Low-energy (360 J) radiofrequency catheter ablation using moderate power - short duration: proof of concept based on in silico modeling

Background Pilot clinical studies suggest that very high power-very short duration (vHPvSD, 90 W/4 s, 360 J energy) is a feasible and safe technique for ablation of atrial fibrillation (AF), compared with standard applications using moderate power-moderate duration (30 W/30 s, 900 J energy). However, it is unclear whether alternate power and duration settings for the delivery of the same total energy would result in similar lesion formation. This study compares temperature dynamics and lesion size at different power-duration settings for the delivery of equivalent total energy (360 J). Methods An in silico model of radiofrequency (RF) ablation was created using the Arrhenius function to estimate lesion size under different power-duration settings with energy balanced at 360 J: 30 W/12 s (MPSD), 50 W/7.2 s (HPSD), and 90 W/4 s (vHPvSD). Three catheter orientations were considered: parallel, 45 degrees, and perpendicular.
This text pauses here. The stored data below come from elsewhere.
PR #1621, opened 2024-09-20
DEMO: Depend on a new psbt-v0 crate

tcharding:
EDIT: Please see simpler idea posted below before bothering to read this.

**TL;DR What if we created a`psbt` crate in the `github.com/rust-bitcoin` org?**

This is just an idea, raising a PR to see if you guys would likely get behind it and/or involved.

This PR shows the diff required to make it work. The diff is on purpose verbose, it could be made much smaller. I did it like this as a demo to make sure I got everything.

I've hacked up a new `psbt-v0` crate with the goals of:

- Create crate directly from `rust-bitcoin v0.32.2` and `rust-miniscript 12.0.0` with minimal changes so it can be diff'ed an verified.
- Be a drop in replacement for the `psbt` modules in `bitcoin` and `miniscript`.

This hopes to enable the following:

- Make development on PSBT separate from development on `rust-bitcoin`
- Get a different set of maintainers involved
- Make development of PSBT crate more rapid, more fun, and more productive

My claim is that PSBT has different stakeholders to other code in `bitcoin` and `miniscript` and the fact that it lives in these two crates (specifically `bitcoin`) makes it harder to attract devs and harder to patch than necessary.

github: https://github.com/tcharding/rust-psbt-v0

Potential Roadmap:

`v0.1.0` would be the drop in replacement with minimal changes. Next we could potentially do:

- Re-write signing API
- Implement PSBTv2
- Re-write the whole thing with what we've learned over the last few years

### notes on testing

If you want to prove this works you'll need something like
- https://github.com/tcharding/rust-psbt-v0/pull/6
- https://github.com/rust-bitcoin/rust-miniscript/pull/750

### DIFF
--- a/Cargo.toml
+++ b/Cargo.toml
@@ -25,3 +25,6 @@ authors = ["Bitcoin Dev Kit Developers"]
 [workspace.lints.clippy]
 print_stdout = "deny"
 print_stderr = "deny"
+
+[patch.crates-io.miniscript]
+path = "/home/tobin/build/github.com/tcharding/rust-miniscript/master"
--- a/crates/wallet/Cargo.toml
+++ b/crates/wallet/Cargo.toml
@@ -23,13 +23,14 @@ serde = { version = "^1.0", features = ["derive"] }
 serde_json = { version = "^1.0" }
 bdk_chain = { path = "../chain", version = "0.19.0", features = [ "miniscript", "serde" ], default-features = false }
 bdk_file_store = { path = "../file_store", version = "0.16.0", optional = true }
+psbt-v0 = { path = "/home/tobin/build/github.com/tcharding/rust-psbt-v0/master", version = "0.1.0", features = ["miniscript"], default-features = false }
 
 # Optional dependencies
 bip39 = { version = "2.0", optional = true }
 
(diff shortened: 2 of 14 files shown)


tcharding:
Had an even simpler idea:
1. Re-expose `bitcoin::psbt::*` from `miniscript`, and release in minor version
2. Patch `bdk` to only use PSBT stuff from `miniscript` (internal change only)
3. Create `psbt-v0` which contains stuff imported from `bitcoin::psbt`
4. Patch `miniscript` to use `psbt-v0`, release in minor version [0]
5. Deprecate `bitcoin::psbt` and release minor version, having no effect on `bdk` - WIN

[0] - Open question, is step 4 semver compliant, and if not can we fudge it like this since we know the code is the same?

apoelstra:
Step 4 unfortunately will *not* be semver-compliant, because it will change a `psbt` re-export which is compatible with rust-bitcoin to one that isn't.

tcharding:
hmm, yeah and this would break builds for other people. Drats.

tcharding:
Demo not needed now, crate is live.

Results In homogenous tissue, vHPvSD and HPSD produced similar size lesions independent of catheter orientation, both of which were slightly larger than MPSD (lesion size 0.1 mm deeper, 0.7 mm wider, and similar to 25 mm(3) larger volume). When considering heterogeneous tissue, these differences were smaller. Tissue reached higher absolute temperature with vHPvSD and HPSD (5-8 degrees C higher), which might increase risk of collateral tissue injury or steam pops. Conclusion Ablation for AF using MPSD or HPSD may be a feasible alternative to vHPvSD ablation given similar size lesions with similar total energy delivery (360 J). Lower absolute tissue temperature and slower heating may reduce risk of collateral tissue injury and steam pops associated with vHPvSD and longer applications using moderate power.

Automated summary

This study compares the temperature dynamics and lesion size at different power-duration settings for the delivery of equivalent total energy. The results show that in homogeneous tissue, high power-short duration and moderate power-short duration produce similar lesion sizes, slightly larger than moderate power-long duration. In heterogeneous tissue, these differences are smaller. Additionally, high power-short duration leads to higher absolute tissue temperature, which may increase the risk of collateral tissue injury and steam pops.